> **What to work on**
Look through the data below. Collect every line where the word "files" occurs.

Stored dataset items
PR #5843, opened 2023-08-14
feat(Tokens): add initial global tokens

srambach:
This PR adds three token files - one for the color palette, one for default theme tokens, and one for dark theme tokens. These are exported from the Figma Penta variables and styles file and processed with Style Dictionary. More information about what is happening at https://github.com/srambach/patternfly-style-dictionary

Tokens files are imported into `_variables.scss` but not used anywhere.

For the moment, dark tokens are wrapped in a selector so that they are only defined for `.pf-v5-theme-dark`. 

The tokens are in the order they are spit out for now.


src/patternfly/base/tokens/_tokens-dark.scss
```diff
@@ -0,0 +1,296 @@
+/**
+ * Do not edit directly
+ * Generated on Mon, 14 Aug 2023 18:11:22 GMT
+ */
+
+ //  stylelint-disable custom-property-pattern
```
mcoker, line 6: If you wanna add support for this pattern, here's what you'd do it

https://github.com/patternfly/patternfly/blob/47689a42e7557e2967ae3d3974ddaa7fcf251064/.stylelintrc#L42

I imagine you'd just do something like change `v5` to `(v5|t)-(global|[lcud])`

mcoker (approved):
LGTM

src/patternfly/base/_variables.scss
```diff
@@ -290,3 +290,7 @@
 @include pf-v5-theme-dark {
   @include pf-v5-theme-dark-variables;
 }
+
+@import "./tokens/tokens-palette";
+@import "./tokens/tokens-default";
+@import "./tokens/tokens-dark";
```
mcoker, line 296: Oh an extra line after this last line will make the little red icon go away. We generally add an extra line at EOF to all things, so if you were to import this file and another file right after it it would import as...

```
[...]
@import "./tokens/tokens-palette";
@import "./tokens/tokens-default";
@import "./tokens/tokens-dark";
// other file import would start here
```

insetead of

```
[...]
@import "./tokens/tokens-palette";
@import "./tokens/tokens-default";
@import "./tokens/tokens-dark";// other file import would start here
```

mcoker (approved):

> **Task solution**
This PR adds three token files - one for the color palette, one for default theme tokens, and one for dark theme tokens. These are exported from the Figma Penta variables and styles file and processed with Style Dictionary. More information about what is happening at https://github.com/srambach/patternfly-style-dictionary
Tokens files are imported into `_variables.scss` but not used anywhere.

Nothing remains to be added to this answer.